Finally, my Pink Shirt is complete! Actually, it’s been done for over a week now, but I finally got around to photographing it for the blog.
I’m really thrilled with the way this project turned out. In a way, it’s a bit of an anti-climax because the Chevron Shirt was more creative design-wise than this shirt, which was largely inspired by a design I saw elsewhere.
That doesn’t take anything away from this project, though. The pink fabric I obtained from Britex Fabrics really makes this shirt. It has just the right amount of saturation, and the pink is more of a bluish undertone than a warmer, peach undertone. But the fabric also has a radiance to it in person that almost makes the shirt seem to glow.
I’ve received several comments this pink looks good on me. I love the way it looks.
Here’s some closeups of the shirt. I have given my dress form square shoulders by placing some shoulder pads inside an undershirt, placed over the dress form. That makes a big improvement in the way my shirts fit on the form.
The accent-colored front band was a bit of a struggle. I had to rip the seam and start over at least twice – the first time for a wonky seam, and the second time because I realized the sew-in interfacing was just too heavy for the front band. I switched to an ultra-light fusible, on one of the facing folds, which gave me the amount of body I wanted.
The back of the shirt is the same as in prior projects in this series. I had considered reworking the pattern to use knife pleats instead of the box pleat, at the suggestion of reader Veronik:
As for the back, have you tried side pleats instead of the center back pleat? I recently drafted a shirt with those, because they don’t add any width at the waist. I slashed from the top to the waist and squared to the side, before pivoting the amount of pleat take up. It worked well for the shirt I made.

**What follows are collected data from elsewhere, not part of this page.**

PR #3651, opened 2024-05-13
Code style additions

AoifeHughes:
### Summary

Addresses #3650 and also adds information following on from #1390 

This PR adds a new section on pre-commit hooks to the "Code Style and Formatting" chapter. 

It is also important to decide if the `.pre-commit` file added should be ran. If so then can we do it here (~500 files will be changed by having line-endings etc. corrected)

### List of changes proposed in this PR (pull-request)

* Added a new section titled "Pre-commit hooks" to the "Code Style and Formatting" chapter
* Introduced the concept of pre-commit, its key features, and how to set it up in a project
* Placed the new section between the "Automatic formatting" and "Online services providing software quality checks" sections

### What should a reviewer concentrate their feedback on?

- [ ] Does the new section fit well within the overall structure of the chapter?
- [ ] Is the information on pre-commit presented clearly and accurately?
- [ ] Are there any additional details or examples that should be included?

### Acknowledging contributors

I had actually tried this idea out on the paper copy of the pattern, slashing and pivoting. What I realized was that the alteration made the side seam about 5/8 inch shorter, and that I would have to true that with the side seam on the front piece. Rather than solve that problem, I opted for instant gratification and went with the pattern I knew rather than edit the pattern one more time. I do plan to give this a go on a future shirt making project, just not this one.
I’m pleased with the look of the two-tone collar.
I do have a small issue when I button the collar; the collar blades overlap each other a short amount. I think the button is placed a little too far inward on the collar stand, but I haven’t tried it yet with a tie to see if that covers up the issue, or if I need to relocate the button.
I’m only ever going to button the collar if I’m wearing it with a tie anyway. Wearing the collar open accentuates the “peek-a-boo” effect from the accent fabric.
The cuffs have an accent placket underlap, and accent on the inside of the cuff. I obtained some smaller mother-of-pearl buttons from Wawak for the sleeve placket.
This project wraps up my summer sewing projects. For the first time ever, I’m in sync with the seasons. I’m moving into autumn with two new projects I have in the works now; more on them soon.